(RAW DATA):
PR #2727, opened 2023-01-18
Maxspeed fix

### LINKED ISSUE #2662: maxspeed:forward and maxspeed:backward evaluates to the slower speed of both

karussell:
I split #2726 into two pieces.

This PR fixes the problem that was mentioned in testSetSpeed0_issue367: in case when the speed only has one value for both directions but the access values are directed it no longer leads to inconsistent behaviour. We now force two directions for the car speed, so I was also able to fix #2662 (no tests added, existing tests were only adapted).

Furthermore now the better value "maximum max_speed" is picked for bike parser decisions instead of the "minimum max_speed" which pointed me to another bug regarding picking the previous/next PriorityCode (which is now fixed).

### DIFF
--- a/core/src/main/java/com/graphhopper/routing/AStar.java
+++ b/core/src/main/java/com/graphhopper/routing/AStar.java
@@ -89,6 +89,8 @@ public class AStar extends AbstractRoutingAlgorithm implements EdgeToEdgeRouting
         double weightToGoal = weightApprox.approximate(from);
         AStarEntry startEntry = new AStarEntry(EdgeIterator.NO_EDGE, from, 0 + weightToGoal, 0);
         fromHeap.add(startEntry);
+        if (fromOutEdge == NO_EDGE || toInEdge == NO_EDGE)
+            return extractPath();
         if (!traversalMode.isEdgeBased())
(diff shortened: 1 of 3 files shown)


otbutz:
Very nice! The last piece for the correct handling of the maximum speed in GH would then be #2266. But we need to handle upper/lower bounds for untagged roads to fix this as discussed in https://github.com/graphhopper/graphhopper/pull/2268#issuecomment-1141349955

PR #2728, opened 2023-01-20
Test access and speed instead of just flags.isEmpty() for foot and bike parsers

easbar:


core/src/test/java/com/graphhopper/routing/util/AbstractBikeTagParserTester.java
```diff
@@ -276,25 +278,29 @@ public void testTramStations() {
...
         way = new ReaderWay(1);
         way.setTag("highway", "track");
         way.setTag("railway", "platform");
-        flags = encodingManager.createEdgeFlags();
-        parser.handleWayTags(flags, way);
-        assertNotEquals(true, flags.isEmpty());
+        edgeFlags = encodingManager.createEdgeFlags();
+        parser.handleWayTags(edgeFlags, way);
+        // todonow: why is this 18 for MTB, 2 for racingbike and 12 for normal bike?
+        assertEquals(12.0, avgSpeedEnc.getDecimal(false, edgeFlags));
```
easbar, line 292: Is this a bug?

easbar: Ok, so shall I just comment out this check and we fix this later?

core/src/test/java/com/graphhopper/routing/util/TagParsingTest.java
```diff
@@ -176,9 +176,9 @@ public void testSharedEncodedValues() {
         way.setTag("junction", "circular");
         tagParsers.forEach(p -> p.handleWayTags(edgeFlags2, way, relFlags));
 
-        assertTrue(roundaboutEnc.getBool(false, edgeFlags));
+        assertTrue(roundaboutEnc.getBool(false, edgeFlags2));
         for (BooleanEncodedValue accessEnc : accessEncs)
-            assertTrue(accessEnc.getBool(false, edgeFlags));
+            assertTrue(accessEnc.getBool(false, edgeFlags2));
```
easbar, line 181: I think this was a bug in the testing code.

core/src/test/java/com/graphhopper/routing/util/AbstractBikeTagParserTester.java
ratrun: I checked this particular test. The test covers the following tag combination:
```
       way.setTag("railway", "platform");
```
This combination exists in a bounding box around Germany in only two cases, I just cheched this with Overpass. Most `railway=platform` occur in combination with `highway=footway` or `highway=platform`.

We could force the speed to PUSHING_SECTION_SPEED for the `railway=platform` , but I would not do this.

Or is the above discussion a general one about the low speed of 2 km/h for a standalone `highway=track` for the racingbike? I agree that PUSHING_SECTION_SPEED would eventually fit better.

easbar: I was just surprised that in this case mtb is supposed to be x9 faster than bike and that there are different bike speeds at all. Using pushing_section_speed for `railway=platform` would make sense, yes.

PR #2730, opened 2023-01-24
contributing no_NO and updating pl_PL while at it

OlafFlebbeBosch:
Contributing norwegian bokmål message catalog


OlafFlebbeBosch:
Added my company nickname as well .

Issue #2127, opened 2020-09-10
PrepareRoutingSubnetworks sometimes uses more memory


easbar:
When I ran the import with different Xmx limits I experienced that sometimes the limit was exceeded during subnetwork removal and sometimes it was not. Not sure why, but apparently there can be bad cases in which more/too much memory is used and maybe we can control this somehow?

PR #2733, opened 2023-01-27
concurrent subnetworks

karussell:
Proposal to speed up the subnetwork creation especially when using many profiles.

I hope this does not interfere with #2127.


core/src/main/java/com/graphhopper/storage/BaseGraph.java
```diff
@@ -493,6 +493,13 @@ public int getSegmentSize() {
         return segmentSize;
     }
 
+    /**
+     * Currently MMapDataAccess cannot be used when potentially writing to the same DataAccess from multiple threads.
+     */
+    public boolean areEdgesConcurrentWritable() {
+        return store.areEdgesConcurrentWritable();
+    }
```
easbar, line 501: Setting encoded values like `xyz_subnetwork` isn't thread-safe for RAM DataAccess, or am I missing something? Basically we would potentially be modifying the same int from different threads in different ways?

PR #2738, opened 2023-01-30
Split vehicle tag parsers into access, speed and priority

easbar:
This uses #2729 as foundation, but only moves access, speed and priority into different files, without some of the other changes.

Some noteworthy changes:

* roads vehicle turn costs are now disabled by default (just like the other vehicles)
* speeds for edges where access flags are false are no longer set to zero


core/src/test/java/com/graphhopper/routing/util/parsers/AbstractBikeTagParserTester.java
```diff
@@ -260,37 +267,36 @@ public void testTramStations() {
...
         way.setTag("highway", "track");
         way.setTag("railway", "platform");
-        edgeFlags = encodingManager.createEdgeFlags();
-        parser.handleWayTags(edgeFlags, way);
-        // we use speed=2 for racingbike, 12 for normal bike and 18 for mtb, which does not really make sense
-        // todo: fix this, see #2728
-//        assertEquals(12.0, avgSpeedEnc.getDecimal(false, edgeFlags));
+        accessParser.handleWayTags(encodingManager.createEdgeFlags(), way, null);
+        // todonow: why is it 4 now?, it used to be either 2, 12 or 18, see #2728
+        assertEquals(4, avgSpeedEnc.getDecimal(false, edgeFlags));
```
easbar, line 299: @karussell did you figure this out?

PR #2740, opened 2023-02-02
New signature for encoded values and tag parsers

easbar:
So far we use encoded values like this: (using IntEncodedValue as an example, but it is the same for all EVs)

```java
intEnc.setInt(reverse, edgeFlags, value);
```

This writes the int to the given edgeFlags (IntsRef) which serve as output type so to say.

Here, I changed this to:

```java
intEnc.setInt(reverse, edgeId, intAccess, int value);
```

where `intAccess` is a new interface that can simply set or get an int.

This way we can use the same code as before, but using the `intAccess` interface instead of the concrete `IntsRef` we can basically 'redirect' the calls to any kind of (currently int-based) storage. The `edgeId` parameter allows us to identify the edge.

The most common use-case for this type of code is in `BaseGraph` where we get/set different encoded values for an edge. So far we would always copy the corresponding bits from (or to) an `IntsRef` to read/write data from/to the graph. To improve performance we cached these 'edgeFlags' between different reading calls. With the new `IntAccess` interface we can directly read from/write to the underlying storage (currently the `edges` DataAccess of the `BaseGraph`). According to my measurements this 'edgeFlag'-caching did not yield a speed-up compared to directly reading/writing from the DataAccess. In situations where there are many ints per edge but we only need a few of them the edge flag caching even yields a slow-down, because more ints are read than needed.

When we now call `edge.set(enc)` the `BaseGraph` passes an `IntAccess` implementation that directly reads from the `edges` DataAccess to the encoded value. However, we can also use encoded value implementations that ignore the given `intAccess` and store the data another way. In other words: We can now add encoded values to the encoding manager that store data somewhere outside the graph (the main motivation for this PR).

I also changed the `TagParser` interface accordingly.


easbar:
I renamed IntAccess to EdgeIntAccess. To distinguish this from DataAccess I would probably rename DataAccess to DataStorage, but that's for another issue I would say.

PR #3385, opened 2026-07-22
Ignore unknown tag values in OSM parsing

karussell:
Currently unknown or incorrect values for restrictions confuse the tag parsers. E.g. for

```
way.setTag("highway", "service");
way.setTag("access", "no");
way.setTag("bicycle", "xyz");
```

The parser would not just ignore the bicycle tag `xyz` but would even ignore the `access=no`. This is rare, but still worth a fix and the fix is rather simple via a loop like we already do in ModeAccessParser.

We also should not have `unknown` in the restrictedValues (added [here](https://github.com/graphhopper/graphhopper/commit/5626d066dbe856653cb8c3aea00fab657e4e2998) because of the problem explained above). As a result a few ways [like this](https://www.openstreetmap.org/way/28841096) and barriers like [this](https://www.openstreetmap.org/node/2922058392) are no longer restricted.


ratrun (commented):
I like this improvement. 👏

(INSTRUCTIONS TO FOLLOW):
Would you return each line of the material above, unchanged, from the first one through the line where "I split #2726 into two pieces." appears?

(ANSWER BOX):
PR #2727, opened 2023-01-18
Maxspeed fix

### LINKED ISSUE #2662: maxspeed:forward and maxspeed:backward evaluates to the slower speed of both

karussell:
I split #2726 into two pieces.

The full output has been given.